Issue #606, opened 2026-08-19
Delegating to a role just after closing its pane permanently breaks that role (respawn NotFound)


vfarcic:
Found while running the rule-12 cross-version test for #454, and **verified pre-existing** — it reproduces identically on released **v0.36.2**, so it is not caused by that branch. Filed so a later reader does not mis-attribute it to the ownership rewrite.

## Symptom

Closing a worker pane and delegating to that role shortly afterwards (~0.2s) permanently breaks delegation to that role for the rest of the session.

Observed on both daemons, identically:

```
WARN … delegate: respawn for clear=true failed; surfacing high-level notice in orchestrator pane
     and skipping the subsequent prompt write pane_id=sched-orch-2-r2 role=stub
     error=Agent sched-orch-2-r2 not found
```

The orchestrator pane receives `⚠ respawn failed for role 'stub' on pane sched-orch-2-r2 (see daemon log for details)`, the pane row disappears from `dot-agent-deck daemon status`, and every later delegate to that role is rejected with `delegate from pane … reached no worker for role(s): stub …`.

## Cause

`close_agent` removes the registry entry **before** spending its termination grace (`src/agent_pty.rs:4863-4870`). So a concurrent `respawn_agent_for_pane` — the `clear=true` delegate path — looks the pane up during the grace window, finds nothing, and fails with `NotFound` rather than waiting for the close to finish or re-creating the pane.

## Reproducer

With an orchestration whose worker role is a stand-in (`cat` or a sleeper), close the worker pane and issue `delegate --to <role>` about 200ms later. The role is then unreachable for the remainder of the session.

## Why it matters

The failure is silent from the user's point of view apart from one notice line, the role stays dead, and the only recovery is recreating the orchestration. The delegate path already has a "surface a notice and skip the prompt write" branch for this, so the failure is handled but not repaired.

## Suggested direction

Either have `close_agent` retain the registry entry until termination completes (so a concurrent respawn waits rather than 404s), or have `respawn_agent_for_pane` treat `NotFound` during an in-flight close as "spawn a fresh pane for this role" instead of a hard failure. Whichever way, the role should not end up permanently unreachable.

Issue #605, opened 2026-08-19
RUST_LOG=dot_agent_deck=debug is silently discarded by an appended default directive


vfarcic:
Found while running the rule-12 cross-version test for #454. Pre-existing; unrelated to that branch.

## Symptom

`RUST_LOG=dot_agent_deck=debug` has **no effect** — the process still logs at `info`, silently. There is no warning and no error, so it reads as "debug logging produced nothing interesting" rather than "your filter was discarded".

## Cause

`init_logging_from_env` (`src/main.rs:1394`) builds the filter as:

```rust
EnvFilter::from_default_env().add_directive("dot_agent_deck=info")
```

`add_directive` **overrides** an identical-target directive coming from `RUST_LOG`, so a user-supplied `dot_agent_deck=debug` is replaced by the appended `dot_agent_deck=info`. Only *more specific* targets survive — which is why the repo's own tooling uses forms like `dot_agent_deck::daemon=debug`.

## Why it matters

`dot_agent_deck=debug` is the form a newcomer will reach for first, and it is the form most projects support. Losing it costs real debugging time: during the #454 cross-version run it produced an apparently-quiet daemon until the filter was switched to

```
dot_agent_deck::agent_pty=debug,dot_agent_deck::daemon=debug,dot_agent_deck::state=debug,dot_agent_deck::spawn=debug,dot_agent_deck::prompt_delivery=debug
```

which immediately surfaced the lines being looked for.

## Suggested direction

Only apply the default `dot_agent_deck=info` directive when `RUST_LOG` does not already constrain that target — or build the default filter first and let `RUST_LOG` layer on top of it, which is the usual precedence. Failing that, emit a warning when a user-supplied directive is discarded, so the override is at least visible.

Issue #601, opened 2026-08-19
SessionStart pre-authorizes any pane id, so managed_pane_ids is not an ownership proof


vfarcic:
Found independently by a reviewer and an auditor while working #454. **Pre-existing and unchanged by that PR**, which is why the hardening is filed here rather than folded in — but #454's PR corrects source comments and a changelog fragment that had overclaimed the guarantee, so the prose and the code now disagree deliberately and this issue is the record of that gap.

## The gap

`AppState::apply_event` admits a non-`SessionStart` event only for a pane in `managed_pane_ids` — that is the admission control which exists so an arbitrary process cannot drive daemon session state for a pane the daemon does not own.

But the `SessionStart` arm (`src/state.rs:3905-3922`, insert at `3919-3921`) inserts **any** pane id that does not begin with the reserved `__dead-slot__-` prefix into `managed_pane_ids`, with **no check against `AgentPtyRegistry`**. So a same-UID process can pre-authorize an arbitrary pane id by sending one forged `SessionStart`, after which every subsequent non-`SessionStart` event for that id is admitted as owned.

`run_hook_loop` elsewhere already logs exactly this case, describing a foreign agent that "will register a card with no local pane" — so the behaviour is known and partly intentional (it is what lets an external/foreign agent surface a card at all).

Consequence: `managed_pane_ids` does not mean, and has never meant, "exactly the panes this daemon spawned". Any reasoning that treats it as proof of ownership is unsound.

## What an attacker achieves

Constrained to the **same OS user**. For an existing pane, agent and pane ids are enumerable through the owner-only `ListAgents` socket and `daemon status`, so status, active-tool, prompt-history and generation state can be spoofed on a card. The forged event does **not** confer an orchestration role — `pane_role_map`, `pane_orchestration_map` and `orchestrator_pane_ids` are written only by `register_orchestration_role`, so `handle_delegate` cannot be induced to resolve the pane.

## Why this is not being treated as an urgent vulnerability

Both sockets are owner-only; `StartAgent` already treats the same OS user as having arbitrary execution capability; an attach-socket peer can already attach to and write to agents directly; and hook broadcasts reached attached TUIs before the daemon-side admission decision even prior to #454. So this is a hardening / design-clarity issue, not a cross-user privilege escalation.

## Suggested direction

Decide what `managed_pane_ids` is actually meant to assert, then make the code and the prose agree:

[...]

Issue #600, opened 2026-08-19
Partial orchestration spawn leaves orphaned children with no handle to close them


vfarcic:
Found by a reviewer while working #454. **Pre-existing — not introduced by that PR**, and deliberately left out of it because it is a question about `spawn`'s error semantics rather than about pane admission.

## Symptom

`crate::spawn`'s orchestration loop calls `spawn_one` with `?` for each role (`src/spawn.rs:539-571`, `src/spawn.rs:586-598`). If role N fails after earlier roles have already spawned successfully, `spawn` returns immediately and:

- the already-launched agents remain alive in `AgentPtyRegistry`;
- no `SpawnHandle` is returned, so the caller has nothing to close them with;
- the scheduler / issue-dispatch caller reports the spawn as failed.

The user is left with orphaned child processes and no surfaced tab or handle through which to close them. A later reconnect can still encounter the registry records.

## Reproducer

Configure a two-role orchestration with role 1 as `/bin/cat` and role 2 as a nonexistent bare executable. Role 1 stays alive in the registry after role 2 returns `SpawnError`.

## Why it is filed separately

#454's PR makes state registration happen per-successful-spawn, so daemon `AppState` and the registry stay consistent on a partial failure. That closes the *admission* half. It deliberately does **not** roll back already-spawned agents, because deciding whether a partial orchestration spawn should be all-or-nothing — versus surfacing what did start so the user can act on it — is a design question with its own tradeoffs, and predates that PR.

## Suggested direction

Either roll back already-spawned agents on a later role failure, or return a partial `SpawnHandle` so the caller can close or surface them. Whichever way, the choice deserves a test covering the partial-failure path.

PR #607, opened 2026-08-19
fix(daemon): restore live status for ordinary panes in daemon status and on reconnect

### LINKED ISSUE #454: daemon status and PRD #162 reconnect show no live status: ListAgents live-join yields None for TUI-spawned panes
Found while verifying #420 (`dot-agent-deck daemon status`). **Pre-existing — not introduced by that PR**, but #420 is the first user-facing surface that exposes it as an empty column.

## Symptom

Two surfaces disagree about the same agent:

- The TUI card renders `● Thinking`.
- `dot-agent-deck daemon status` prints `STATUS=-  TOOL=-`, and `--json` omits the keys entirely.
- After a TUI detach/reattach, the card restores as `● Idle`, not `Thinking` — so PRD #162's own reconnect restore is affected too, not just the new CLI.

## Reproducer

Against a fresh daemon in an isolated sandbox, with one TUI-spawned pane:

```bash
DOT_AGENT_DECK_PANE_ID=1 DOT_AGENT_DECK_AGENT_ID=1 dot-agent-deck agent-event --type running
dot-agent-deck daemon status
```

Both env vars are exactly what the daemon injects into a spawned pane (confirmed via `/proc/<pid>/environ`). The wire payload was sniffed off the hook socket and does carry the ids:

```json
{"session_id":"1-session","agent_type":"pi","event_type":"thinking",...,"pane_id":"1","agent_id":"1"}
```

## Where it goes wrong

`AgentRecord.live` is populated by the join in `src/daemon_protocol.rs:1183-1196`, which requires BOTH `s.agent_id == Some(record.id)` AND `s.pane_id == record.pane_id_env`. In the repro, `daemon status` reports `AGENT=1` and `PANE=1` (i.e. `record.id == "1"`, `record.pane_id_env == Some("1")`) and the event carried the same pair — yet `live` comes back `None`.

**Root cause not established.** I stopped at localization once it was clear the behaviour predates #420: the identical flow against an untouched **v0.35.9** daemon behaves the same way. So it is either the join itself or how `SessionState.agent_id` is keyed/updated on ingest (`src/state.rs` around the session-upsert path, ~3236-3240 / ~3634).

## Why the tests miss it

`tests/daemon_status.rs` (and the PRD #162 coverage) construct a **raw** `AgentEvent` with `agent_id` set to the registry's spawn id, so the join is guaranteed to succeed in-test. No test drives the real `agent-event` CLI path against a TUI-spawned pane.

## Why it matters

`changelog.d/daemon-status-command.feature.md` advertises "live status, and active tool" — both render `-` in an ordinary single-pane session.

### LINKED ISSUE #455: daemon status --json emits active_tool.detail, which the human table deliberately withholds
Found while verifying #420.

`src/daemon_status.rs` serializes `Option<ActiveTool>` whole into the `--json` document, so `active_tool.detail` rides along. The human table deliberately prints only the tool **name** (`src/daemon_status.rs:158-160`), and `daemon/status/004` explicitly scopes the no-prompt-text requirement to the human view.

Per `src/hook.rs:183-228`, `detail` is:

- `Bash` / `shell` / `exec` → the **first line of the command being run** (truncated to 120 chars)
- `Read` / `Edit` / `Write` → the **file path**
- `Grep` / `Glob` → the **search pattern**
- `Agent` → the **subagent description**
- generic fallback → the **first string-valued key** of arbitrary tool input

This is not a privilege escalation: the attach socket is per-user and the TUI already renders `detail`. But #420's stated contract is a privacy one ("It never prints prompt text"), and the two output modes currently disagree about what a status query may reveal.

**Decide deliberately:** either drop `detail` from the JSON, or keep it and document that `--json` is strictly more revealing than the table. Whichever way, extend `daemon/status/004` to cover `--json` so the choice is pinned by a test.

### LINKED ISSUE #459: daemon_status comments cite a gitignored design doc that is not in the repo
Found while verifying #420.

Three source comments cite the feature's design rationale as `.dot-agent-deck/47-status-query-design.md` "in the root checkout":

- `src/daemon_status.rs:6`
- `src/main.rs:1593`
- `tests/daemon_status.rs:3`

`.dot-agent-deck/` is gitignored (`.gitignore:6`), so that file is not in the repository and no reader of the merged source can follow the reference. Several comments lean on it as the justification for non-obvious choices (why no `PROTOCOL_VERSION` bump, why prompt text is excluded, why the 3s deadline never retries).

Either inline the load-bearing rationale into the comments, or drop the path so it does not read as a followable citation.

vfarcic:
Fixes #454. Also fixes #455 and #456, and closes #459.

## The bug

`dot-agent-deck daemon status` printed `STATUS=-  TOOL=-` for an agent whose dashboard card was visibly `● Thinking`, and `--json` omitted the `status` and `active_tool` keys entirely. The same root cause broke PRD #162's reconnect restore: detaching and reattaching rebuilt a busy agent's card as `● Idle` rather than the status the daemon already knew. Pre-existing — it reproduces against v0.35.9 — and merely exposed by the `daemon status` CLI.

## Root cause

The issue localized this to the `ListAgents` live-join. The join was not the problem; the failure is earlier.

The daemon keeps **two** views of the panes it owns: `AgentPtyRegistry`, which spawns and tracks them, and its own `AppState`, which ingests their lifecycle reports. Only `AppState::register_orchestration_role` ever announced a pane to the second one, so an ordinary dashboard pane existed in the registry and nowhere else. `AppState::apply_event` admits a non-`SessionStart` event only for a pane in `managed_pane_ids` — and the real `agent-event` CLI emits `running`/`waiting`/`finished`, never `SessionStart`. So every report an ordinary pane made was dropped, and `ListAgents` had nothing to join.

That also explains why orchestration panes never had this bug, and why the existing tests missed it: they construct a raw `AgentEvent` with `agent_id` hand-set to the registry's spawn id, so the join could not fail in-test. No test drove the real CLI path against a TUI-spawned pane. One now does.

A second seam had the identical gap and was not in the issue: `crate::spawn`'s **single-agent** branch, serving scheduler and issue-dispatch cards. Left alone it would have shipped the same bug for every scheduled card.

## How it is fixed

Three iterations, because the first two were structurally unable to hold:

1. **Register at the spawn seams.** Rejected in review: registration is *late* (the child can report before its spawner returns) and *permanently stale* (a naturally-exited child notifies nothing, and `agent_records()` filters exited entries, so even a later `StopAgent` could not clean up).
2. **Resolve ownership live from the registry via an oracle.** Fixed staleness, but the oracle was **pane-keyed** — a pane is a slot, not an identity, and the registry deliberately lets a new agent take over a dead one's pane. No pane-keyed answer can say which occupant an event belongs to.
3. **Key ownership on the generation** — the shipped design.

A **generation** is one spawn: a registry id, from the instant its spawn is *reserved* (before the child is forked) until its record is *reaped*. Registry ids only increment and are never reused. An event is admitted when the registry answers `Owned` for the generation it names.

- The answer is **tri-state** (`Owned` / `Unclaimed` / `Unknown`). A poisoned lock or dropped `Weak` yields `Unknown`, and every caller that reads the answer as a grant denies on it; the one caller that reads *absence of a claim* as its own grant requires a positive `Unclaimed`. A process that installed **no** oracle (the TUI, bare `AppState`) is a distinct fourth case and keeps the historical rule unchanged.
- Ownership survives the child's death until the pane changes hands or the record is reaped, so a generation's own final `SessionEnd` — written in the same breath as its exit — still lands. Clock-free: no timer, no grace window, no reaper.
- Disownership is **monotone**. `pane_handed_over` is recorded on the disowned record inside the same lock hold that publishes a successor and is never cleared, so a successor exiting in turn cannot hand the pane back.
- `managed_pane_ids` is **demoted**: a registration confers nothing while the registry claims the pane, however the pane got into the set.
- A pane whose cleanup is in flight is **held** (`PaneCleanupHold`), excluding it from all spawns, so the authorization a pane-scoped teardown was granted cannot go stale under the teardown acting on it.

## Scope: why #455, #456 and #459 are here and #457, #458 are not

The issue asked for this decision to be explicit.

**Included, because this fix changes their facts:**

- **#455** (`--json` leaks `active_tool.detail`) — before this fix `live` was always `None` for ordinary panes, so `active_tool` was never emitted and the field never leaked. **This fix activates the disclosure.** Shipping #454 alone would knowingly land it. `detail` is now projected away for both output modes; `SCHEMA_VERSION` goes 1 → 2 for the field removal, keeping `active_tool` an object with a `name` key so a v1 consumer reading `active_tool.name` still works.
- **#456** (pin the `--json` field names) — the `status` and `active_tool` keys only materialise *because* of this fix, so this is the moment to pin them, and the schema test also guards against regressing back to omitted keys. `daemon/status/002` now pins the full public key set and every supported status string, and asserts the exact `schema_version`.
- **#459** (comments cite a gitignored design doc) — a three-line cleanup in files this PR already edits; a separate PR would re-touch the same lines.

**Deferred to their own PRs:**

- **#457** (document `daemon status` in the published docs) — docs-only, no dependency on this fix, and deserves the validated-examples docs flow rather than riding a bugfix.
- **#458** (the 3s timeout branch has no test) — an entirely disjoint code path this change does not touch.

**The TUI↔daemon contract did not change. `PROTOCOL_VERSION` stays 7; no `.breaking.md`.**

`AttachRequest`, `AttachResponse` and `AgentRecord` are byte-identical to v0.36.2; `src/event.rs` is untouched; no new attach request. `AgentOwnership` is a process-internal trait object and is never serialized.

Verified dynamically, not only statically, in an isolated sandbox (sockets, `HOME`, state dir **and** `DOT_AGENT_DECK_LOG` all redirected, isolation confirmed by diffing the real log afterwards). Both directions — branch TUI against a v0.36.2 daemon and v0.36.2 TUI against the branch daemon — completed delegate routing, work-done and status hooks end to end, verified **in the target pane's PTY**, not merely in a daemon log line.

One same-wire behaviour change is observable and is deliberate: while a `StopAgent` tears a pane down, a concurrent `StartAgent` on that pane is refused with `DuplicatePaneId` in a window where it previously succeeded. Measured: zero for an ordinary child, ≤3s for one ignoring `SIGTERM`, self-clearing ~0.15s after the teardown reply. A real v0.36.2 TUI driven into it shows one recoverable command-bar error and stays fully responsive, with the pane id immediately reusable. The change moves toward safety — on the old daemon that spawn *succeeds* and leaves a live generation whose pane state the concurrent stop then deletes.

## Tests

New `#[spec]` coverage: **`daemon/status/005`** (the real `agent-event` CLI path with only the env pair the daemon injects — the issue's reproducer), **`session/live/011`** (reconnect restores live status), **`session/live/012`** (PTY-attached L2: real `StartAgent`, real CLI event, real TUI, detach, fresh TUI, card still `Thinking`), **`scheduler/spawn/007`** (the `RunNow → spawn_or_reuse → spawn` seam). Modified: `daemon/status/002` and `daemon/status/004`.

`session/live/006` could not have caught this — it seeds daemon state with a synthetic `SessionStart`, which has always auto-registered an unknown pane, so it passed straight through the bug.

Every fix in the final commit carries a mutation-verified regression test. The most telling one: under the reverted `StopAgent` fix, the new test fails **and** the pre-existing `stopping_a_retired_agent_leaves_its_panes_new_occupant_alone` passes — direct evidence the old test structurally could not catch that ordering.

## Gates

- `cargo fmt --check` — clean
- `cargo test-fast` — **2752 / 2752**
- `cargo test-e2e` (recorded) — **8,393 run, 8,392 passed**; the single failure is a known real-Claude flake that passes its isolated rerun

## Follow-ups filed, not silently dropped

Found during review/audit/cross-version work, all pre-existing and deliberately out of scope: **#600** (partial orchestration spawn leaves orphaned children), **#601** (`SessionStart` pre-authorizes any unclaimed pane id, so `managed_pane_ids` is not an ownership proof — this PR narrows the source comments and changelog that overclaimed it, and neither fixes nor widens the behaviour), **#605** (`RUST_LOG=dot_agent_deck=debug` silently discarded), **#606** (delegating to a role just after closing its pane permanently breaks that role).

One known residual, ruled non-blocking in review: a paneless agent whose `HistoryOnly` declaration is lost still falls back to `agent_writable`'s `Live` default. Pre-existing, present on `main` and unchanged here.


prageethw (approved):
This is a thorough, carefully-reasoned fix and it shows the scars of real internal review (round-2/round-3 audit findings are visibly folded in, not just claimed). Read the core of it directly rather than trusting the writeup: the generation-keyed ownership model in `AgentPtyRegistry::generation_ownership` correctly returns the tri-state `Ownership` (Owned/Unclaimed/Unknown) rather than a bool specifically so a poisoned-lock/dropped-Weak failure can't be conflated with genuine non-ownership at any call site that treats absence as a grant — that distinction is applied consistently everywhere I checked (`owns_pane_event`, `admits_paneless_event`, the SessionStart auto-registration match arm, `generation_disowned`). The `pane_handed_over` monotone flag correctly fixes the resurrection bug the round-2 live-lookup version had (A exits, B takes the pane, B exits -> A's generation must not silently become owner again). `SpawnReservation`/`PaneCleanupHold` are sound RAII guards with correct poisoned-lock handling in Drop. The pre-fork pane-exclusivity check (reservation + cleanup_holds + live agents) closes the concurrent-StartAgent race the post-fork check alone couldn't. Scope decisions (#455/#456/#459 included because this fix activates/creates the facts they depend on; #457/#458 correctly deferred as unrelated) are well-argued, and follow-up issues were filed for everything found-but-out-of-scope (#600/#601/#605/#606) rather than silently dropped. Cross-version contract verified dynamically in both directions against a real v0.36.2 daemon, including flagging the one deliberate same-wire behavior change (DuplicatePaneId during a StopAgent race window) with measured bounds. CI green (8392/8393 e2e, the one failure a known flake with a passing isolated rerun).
= = = = = = =
Your instructions >> A line counts if it contains the string "disagree"; report how many lines in the material do, giving only the number.

Response to the task >> 3